(Stored items)
↓

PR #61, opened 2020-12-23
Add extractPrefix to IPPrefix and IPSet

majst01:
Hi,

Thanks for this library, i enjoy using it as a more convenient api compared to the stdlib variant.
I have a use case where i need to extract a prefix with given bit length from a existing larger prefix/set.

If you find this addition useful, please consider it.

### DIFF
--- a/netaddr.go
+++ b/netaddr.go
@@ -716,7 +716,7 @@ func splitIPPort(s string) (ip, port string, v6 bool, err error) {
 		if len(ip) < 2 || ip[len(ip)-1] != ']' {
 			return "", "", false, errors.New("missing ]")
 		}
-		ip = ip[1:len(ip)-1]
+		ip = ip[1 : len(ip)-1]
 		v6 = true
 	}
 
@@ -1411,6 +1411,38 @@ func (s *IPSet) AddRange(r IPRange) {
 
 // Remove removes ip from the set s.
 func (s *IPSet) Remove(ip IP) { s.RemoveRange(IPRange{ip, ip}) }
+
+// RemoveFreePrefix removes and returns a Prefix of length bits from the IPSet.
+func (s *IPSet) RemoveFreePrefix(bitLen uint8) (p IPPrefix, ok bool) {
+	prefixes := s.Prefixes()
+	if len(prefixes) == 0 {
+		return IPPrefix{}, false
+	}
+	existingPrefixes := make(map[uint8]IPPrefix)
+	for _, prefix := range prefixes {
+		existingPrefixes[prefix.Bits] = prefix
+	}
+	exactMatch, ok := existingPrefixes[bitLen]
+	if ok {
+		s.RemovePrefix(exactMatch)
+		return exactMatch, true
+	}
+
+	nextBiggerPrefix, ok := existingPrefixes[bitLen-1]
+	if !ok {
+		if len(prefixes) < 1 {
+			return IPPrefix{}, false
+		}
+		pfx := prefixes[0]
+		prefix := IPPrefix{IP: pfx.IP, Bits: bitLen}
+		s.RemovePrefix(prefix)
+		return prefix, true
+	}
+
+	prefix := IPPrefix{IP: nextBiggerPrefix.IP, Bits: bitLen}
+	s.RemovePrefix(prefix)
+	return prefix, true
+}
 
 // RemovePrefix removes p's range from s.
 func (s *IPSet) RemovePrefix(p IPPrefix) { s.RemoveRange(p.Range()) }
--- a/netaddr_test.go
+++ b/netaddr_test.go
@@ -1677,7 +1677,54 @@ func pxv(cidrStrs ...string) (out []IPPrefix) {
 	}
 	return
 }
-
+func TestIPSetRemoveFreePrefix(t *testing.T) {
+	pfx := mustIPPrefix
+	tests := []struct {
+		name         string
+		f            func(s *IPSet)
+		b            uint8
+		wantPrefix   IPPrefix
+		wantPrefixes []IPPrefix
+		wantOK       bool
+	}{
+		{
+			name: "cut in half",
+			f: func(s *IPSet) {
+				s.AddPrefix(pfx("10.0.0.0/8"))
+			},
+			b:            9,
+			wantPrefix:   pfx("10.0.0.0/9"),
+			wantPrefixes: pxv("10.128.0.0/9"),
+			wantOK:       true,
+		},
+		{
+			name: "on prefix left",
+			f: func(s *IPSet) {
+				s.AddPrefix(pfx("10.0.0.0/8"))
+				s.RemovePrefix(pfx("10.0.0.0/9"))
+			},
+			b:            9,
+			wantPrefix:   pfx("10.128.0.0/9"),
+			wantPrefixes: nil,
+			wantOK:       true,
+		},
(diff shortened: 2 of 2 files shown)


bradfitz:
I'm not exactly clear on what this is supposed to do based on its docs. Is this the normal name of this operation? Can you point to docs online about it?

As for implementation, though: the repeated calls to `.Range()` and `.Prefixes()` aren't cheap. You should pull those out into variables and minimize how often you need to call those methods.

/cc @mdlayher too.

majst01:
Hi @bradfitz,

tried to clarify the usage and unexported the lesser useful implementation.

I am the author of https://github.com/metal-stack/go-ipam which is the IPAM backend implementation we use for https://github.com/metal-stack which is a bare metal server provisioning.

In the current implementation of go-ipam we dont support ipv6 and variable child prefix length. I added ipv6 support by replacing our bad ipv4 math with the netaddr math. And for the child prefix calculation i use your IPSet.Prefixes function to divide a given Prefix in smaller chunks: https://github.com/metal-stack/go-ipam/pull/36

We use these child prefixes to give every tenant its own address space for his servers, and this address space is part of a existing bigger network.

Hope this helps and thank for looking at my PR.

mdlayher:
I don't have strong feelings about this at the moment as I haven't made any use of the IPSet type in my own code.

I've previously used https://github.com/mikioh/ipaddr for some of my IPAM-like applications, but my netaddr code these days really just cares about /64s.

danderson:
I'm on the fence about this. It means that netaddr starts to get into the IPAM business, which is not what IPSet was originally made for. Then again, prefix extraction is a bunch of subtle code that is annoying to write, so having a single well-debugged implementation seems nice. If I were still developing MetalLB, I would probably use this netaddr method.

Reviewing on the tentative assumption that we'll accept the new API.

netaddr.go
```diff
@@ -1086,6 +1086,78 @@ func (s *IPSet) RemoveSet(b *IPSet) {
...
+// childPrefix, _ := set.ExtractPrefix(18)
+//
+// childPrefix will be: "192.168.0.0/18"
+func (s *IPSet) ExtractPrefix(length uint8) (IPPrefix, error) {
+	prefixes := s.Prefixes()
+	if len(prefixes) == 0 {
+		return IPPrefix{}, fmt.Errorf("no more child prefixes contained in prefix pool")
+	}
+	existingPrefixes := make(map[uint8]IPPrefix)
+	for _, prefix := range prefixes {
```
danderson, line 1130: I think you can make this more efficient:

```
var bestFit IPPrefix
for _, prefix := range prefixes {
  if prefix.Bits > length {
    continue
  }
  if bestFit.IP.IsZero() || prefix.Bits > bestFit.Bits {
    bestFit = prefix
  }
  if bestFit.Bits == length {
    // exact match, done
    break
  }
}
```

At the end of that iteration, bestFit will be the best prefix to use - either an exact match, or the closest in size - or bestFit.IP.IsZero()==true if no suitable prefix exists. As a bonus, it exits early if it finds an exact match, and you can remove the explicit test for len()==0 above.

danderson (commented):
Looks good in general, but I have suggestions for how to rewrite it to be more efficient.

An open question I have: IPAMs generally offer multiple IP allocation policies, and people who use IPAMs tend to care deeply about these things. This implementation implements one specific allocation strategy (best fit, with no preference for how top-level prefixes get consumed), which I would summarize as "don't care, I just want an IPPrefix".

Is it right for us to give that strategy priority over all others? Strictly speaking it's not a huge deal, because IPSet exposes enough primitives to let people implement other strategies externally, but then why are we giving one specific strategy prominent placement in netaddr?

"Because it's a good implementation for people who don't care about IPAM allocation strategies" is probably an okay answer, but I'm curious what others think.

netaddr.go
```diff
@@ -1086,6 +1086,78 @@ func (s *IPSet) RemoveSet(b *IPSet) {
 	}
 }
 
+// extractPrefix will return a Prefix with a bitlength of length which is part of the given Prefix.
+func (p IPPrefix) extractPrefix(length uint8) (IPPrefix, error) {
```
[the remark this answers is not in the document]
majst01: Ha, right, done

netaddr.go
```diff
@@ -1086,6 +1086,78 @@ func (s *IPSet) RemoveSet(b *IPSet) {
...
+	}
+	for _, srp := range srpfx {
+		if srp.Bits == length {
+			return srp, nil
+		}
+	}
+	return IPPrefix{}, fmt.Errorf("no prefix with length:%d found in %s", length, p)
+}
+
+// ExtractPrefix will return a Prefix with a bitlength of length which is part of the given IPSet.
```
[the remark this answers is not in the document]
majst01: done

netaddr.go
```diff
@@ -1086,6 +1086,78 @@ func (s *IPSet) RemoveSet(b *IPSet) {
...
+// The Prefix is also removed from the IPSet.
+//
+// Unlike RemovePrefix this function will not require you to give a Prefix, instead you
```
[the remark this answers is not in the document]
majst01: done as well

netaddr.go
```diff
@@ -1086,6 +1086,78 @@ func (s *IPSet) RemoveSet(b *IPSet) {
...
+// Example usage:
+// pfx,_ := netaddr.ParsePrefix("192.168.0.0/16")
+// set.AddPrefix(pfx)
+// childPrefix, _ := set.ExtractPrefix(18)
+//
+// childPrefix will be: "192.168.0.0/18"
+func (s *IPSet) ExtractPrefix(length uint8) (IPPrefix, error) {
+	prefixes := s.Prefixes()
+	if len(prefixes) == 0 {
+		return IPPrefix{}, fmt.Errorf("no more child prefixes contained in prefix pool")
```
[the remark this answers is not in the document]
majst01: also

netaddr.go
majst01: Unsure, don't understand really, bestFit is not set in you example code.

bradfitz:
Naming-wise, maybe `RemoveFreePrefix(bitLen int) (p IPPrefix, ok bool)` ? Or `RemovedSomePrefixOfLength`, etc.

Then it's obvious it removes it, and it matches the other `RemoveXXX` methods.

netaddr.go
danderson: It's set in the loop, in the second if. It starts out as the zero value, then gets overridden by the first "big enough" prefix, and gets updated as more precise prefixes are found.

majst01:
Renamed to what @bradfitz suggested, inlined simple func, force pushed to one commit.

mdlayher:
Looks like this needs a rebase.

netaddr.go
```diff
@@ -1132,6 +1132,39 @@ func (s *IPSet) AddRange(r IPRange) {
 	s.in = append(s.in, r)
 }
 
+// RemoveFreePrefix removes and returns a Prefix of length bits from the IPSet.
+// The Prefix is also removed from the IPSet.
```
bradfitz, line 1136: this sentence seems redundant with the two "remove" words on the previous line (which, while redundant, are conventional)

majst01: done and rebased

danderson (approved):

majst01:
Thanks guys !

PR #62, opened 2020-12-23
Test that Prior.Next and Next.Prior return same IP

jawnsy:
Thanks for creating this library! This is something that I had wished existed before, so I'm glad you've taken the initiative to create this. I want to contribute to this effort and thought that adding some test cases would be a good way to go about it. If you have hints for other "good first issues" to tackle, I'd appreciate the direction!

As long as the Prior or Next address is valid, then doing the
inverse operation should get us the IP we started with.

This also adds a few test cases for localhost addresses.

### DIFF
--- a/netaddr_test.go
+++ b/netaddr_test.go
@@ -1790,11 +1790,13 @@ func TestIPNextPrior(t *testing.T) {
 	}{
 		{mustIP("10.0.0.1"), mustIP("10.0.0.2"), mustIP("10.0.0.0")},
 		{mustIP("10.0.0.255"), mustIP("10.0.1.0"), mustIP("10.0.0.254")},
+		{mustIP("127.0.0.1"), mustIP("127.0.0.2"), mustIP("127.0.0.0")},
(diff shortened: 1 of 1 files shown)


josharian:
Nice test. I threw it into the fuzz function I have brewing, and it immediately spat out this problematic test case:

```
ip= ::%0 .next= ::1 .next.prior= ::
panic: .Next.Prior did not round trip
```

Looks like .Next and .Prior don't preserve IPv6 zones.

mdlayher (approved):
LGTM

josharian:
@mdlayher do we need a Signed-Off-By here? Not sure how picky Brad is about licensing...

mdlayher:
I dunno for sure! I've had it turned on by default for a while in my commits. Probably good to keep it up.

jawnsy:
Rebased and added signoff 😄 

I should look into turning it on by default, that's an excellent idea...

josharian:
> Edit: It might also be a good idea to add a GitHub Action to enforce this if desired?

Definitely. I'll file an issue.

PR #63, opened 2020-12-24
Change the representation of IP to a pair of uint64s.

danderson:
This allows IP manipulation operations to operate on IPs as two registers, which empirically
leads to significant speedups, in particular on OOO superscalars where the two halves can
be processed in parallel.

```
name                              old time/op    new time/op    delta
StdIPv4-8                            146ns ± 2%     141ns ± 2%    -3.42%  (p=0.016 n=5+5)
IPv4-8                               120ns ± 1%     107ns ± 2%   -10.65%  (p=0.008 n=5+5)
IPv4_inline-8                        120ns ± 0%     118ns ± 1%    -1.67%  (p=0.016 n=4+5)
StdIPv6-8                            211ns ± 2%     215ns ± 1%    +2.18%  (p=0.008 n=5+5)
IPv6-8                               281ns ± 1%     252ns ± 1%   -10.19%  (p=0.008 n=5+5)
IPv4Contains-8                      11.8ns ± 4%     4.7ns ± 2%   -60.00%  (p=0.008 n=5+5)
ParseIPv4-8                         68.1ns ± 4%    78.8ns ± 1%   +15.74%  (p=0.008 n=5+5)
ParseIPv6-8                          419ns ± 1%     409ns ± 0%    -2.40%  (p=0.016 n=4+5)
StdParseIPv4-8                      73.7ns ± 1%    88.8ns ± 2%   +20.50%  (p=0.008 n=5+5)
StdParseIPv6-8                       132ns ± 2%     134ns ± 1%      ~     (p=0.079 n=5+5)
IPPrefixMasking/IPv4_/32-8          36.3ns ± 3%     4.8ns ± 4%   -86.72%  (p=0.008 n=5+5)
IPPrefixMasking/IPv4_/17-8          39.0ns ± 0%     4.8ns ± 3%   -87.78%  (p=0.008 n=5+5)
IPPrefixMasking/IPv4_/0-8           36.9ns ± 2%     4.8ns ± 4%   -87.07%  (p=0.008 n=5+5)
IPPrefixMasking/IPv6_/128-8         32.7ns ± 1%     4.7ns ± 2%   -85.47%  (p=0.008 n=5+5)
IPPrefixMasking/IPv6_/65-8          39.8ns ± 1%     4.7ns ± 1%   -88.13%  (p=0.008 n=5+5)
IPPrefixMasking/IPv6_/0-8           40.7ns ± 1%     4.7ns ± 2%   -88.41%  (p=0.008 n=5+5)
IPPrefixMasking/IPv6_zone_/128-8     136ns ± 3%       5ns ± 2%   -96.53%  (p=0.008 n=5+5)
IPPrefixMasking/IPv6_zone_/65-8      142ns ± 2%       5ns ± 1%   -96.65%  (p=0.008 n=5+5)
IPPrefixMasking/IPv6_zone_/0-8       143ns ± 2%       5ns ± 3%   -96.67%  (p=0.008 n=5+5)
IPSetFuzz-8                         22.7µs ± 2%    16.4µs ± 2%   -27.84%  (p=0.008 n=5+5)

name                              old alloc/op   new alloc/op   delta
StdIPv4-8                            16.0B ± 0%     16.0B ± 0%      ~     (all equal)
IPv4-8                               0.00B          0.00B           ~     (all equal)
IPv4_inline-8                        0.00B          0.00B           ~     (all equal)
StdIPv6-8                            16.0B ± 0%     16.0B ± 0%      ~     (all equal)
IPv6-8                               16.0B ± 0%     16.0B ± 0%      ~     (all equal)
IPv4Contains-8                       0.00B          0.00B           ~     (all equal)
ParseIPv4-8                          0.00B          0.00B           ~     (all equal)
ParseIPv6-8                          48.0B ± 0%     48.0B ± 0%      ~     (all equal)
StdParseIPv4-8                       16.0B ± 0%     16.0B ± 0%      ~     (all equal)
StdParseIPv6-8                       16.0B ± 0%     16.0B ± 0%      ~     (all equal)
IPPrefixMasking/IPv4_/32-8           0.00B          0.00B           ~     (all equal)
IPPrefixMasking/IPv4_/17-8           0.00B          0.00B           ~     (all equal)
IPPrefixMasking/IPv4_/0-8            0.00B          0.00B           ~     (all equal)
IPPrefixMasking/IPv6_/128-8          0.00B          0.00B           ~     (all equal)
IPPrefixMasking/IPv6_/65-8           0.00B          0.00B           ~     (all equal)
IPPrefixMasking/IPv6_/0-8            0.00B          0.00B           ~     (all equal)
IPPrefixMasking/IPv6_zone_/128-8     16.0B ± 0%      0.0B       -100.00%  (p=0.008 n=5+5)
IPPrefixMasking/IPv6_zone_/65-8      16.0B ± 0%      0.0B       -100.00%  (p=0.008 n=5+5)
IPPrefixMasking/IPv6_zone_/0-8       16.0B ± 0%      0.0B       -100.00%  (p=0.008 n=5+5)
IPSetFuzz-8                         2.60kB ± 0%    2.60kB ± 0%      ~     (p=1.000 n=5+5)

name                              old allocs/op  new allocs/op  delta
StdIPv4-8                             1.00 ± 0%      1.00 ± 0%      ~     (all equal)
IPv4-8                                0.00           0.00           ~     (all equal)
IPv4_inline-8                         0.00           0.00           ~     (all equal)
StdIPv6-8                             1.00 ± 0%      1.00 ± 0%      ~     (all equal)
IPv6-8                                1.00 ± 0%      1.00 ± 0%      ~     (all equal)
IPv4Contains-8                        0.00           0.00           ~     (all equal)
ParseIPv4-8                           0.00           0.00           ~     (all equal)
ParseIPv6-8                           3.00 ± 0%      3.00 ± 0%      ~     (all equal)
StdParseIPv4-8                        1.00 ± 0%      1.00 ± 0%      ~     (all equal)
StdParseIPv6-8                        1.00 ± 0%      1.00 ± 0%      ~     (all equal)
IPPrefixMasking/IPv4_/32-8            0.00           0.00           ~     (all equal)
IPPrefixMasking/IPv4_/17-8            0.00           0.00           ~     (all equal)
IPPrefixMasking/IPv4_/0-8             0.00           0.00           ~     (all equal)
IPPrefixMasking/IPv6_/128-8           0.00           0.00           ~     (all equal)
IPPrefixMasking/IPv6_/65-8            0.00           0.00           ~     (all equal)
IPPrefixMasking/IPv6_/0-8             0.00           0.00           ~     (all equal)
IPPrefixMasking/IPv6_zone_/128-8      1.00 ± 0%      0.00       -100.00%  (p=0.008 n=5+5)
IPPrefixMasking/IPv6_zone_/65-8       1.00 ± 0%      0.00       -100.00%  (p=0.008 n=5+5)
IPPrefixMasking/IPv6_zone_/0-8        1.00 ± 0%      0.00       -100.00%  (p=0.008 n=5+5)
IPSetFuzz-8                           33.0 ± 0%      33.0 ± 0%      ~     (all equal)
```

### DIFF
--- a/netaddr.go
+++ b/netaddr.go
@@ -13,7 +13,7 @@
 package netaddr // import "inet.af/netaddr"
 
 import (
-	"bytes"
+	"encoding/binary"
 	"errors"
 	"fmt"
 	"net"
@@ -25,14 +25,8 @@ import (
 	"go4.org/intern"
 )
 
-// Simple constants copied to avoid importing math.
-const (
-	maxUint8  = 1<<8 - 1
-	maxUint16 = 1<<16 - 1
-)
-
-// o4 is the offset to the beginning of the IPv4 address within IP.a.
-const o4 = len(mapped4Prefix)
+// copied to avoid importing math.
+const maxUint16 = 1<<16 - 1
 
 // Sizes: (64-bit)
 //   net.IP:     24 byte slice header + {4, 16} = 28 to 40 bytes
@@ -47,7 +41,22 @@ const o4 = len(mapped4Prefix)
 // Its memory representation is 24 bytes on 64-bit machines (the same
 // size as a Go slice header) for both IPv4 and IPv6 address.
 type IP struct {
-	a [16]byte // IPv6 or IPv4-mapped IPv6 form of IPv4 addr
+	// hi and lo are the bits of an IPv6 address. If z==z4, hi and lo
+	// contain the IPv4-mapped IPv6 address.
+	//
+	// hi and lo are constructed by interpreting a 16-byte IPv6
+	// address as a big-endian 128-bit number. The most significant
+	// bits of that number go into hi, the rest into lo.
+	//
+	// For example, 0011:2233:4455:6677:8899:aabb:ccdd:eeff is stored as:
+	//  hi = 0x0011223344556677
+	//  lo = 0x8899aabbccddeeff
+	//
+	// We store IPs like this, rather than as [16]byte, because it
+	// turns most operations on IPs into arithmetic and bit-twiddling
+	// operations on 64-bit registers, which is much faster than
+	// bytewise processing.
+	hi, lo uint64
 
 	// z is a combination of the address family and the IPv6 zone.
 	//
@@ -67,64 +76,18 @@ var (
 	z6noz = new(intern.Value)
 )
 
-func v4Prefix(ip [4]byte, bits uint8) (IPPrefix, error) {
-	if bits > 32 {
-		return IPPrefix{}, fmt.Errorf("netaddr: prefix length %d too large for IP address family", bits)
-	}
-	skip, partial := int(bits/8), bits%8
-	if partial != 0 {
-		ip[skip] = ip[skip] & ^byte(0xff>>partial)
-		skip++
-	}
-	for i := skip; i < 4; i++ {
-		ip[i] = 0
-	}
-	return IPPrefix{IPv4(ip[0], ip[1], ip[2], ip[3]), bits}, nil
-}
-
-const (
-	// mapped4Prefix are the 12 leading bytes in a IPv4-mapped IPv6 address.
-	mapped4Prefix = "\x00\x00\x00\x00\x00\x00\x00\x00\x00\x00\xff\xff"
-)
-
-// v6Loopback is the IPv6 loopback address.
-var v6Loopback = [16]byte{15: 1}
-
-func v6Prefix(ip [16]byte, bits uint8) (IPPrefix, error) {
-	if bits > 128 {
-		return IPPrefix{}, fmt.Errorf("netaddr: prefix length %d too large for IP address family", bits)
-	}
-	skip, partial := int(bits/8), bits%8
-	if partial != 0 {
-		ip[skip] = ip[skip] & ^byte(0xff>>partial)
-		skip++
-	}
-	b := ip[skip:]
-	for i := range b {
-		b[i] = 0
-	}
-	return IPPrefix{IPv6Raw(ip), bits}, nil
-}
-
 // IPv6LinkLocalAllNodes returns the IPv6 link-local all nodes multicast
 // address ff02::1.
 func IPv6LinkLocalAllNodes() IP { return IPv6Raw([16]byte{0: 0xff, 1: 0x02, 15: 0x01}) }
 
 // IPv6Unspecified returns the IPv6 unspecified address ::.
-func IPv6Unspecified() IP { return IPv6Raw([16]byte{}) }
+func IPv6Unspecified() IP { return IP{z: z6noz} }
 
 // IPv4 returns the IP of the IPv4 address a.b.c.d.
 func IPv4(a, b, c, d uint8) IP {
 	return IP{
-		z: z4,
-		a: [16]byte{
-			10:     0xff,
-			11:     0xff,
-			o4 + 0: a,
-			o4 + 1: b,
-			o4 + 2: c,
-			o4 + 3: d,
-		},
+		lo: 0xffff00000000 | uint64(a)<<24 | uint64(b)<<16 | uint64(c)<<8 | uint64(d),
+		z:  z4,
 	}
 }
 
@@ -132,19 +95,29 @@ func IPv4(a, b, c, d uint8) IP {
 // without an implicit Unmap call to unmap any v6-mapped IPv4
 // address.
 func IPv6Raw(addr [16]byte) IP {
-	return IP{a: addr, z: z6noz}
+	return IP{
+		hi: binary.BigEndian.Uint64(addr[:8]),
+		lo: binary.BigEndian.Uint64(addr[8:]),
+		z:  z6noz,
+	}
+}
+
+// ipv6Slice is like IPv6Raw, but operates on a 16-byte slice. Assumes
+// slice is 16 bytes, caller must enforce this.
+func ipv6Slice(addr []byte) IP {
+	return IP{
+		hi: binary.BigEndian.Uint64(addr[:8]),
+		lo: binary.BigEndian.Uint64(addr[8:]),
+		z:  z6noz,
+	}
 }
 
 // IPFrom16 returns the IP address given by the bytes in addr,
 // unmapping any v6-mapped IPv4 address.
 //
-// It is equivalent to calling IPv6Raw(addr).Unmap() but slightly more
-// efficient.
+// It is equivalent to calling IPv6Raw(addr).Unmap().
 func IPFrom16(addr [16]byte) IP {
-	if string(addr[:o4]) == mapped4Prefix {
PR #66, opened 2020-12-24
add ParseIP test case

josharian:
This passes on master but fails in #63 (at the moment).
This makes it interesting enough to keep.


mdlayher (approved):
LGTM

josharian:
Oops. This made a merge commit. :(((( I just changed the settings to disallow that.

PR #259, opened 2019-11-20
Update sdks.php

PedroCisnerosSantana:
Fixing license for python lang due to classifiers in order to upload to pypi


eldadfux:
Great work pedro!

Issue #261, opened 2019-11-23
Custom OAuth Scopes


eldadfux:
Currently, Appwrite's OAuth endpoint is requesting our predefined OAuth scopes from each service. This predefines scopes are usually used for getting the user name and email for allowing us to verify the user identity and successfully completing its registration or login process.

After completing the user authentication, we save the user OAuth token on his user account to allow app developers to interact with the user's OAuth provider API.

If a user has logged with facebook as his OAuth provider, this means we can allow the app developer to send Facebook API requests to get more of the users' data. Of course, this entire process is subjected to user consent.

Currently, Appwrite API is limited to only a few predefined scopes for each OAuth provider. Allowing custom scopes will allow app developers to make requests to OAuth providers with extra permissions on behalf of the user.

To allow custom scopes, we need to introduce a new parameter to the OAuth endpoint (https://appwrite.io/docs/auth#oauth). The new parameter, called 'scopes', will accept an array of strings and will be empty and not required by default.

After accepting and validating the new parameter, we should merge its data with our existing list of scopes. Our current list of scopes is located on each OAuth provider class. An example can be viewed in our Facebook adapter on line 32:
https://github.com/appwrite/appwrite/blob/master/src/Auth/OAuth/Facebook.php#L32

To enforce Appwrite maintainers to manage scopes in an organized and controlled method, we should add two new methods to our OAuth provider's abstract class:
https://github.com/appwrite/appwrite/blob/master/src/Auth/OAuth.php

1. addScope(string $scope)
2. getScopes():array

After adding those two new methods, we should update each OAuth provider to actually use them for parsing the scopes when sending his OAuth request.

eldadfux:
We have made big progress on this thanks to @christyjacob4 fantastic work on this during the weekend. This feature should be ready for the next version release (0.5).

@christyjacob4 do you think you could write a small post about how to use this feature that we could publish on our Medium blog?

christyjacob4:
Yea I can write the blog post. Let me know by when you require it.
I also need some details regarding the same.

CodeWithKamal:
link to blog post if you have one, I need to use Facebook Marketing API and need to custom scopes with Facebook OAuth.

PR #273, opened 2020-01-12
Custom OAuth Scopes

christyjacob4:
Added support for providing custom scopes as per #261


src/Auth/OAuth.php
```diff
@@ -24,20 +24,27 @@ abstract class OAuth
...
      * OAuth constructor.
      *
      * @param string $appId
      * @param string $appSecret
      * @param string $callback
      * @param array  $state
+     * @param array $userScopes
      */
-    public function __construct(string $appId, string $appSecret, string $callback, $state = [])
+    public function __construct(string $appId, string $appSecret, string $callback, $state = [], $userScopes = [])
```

↑

Directions: Filter the records above, keeping each line that contains the word "true".

Response to this exercise:
 		v6 = true
+		return exactMatch, true
+		return prefix, true
+	return prefix, true
+			wantOK:       true,
+			wantOK:       true,
At the end of that iteration, bestFit will be the best prefix to use - either an exact match, or the closest in size - or bestFit.IP.IsZero()==true if no suitable prefix exists. As a bonus, it exits early if it finds an exact match, and you can remove the explicit test for len()==0 above.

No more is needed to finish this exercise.